Taylor Bennett, Chance The Rapper’s Brother, Comes Out As Bisexual

A talented hip-hop artist in his own right, Taylor Bennett is the lesser known (though perhaps not for much longer) younger brother of Chicago’s Chance The Rapper. Overnight, he will celebrate the milestone that is his 21st birthday and he has decided to kick off the celebrations and this next stage of his life by coming out as bisexual.

In a series of tweets, Bennett, who is dropping his short film, which shares the name of his 2015 album, Broad Shoulders next week, wrote that “Growing up I’ve always felt indifferent about my sexuality and being attracted to one sex, and today I would like to openly come out to my fans…I do recognize myself as a bisexual male and do and have always openly supported the gay community, and will keep doing so in 2017.”

Fans were quick to throw their support behind Bennett’s announcement, many feeling encouraged by his decision to come out not only because he is a hip-hop artist, but because the issue of bi erasure is both real and damaging. One fan Tweeted thanks and praise, saying “proud of you man, bi men do exist…”, while another thanked him for speaking up before sharing the hashtag #BiPride and a number of network handles.

However, some (namely Reddit) have also pointed out that Bennett has a somewhat checkered past. It is undoubtedly a wonderful thing that there is now another member of an industry where hypermasculinity and homophobia are well documented who has come out. It’s particularly important considering his high profile connections, but there is the question of whether or not all his previous wrongdoings are going to be overlooked now.

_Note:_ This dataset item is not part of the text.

PR #779, opened 2021-03-07
docs(react-testing-library): warn about afterEach auto cleanup footgun

cdaringe:
# Problem

Our tests implement an `afterEach(async () => { /* ... */ })` handler. We registered it, thinking all was well! However, jest processes afterEach handlers in reverse order of registration. That means that our integration test execute, effects could be outstanding due to interactions in the test, the test block exits, our `afterEach` _perhaps_ take a little bit of time to complete, the react effects settle from the integration test, and an `act()` error is emitted. Only after our `afterEach` promise settles does RTL `cleanup()` get invoked, prompting effect teardown/cancellation, etc.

While some have taken to task his use of the word “gay” as a slur in the past (though this is much to be said for internalised biphobia in this instance) and the more troubling issue of Bennett’s involvement in a 2014 assault which left a young man permanently brain damaged has come up. For his part, Bennett had turned himself into police and was later charged with aggravated battery for causing great bodily harm. Since then, he has been involved, along with his brother, in the 2015 #FaithInAction social media campaign which promoted anti-violence in the city of Chicago by getting hashtags such as #SaveChicago and #PutTheGunsDown trending.

Openly discussing sexuality and identity is incredibly important not only for now, but for future generations of music lovers throughout hip-hop and beyond, and Taylor Bennett deserves support and praise for that. It’s important to consider that an event such as this doesn’t automatically wipe a slate clean, or necessarily allow one to forget past lapses in reason and behaviour. Rather, we can look to the future, and be hopeful that Bennett will use his celebrity status and the public discussion surrounding his sexuality for the benefit of the LGBT community and of its perception within hip-hop, and that his influential status and behaviour will continue down a non-violent, admirable route.